Exercise objective
Read through the lines below and copy the ones holding the string "value".

[Extracted records]
PR #2167, opened 2024-02-22
when testing a handler, also run tests in all depended on modules

johnduffell:
Further to the previous PR, it turns out that since the switch to GHA, we haven't been running any of the "lib" tests in the build.  See https://github.com/guardian/support-service-lambdas/pull/2161#discussion_r1491370947

This PR fixes it up so when you test a handler (or lib) it will run all depended on tests at the same time.


build.sbt
```diff
@@ -65,8 +65,20 @@ val testSettings = inConfig(EffectsTest)(Defaults.testTasks) ++ inConfig(HealthC
...
+    scalaSettings: SettingsDefinition = scala2Settings,
+) =
+  theProject
+    .settings(scalaSettings, testSettings, scalafmtSettings)
+    .configs(EffectsTest, HealthCheckTest)
+    .dependsOn(deps *)
+    .settings(
+      Test / test := ((Test / test) dependsOn (deps.map(cp => cp.project / Test / test) *)).value,
+      Test / testOnly := ((Test / testOnly) dependsOn (deps.map(_.project / Test / test) *)).evaluated,
+      Test / testQuick := ((Test / testQuick) dependsOn (deps.map(_.project / Test / test) *)).evaluated,
```
johnduffell, line 80: these are the important additions to make it run the depended on modules' tests

build.sbt
```diff
@@ -318,47 +364,61 @@ def lambdaProject(
       riffRaffArtifactResources += (file(s"handlers/$projectName/$cfName"), s"cfn/$cfName"),
       dependencyOverrides ++= jacksonDependencies,
       libraryDependencies ++= dependencies ++ logging,
+      Test / test := ((Test / test) dependsOn (deps.map(_.project / Test / test) *)).value,
+      Test / testOnly := ((Test / testOnly) dependsOn (deps.map(_.project / Test / test) *)).evaluated,
+      Test / testQuick := ((Test / testQuick) dependsOn (deps.map(_.project / Test / test) *)).evaluated,
```
johnduffell, line 369: the test task chaining needs to happen in both the libs and the handlers, so there's a small amount of duplication

build.sbt
```diff
@@ -318,47 +364,61 @@ def lambdaProject(
...
 }
 
-// FIXME: This seems to be non-standard
-// FIXME: Why is the name in sub-project build.sbt support-service-lambda
-// FIXME: Why is riff-raff not refering to CF?
-lazy val `zuora-callout-apis` = library(project in file("handlers/zuora-callout-apis"))
-  .enablePlugins(RiffRaffArtifact)
-  .settings(libraryDependencies += scalaMock)
-  .dependsOn(zuora, handler, effectsDepIncludingTestFolder, `effects-sqs`, testDep)
+lazy val `zuora-callout-apis` = lambdaProject(
```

Solution
+      Test / test := ((Test / test) dependsOn (deps.map(cp => cp.project / Test / test) *)).value,
+      Test / test := ((Test / test) dependsOn (deps.map(_.project / Test / test) *)).value,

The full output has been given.